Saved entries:

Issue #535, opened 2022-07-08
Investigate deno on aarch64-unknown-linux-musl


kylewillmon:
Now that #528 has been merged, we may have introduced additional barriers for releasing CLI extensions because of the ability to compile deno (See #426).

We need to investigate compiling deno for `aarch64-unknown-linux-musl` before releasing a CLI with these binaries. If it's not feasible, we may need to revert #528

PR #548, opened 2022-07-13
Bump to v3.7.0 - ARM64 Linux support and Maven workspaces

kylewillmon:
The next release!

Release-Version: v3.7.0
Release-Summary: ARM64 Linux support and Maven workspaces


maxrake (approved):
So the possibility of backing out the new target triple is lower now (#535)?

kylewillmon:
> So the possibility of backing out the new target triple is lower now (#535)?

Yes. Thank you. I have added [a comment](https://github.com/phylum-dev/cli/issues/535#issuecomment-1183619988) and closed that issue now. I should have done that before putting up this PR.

WHAT IS BEING ASKED - Set down each entry again, exactly as written.

COMPLETED EXERCISE -
Issue #535, opened 2022-07-08
Investigate deno on aarch64-unknown-linux-musl


kylewillmon:
Now that #528 has been merged, we may have introduced additional barriers for releasing CLI extensions because of the ability to compile deno (See #426).

We need to investigate compiling deno for `aarch64-unknown-linux-musl` before releasing a CLI with these binaries. If it's not feasible, we may need to revert #528

PR #548, opened 2022-07-13
Bump to v3.7.0 - ARM64 Linux support and Maven workspaces

kylewillmon:
The next release!

Release-Version: v3.7.0
Release-Summary: ARM64 Linux support and Maven workspaces


maxrake (approved):
So the possibility of backing out the new target triple is lower now (#535)?

kylewillmon:
> So the possibility of backing out the new target triple is lower now (#535)?

Yes. Thank you. I have added [a comment](https://github.com/phylum-dev/cli/issues/535#issuecomment-1183619988) and closed that issue now. I should have done that before putting up this PR.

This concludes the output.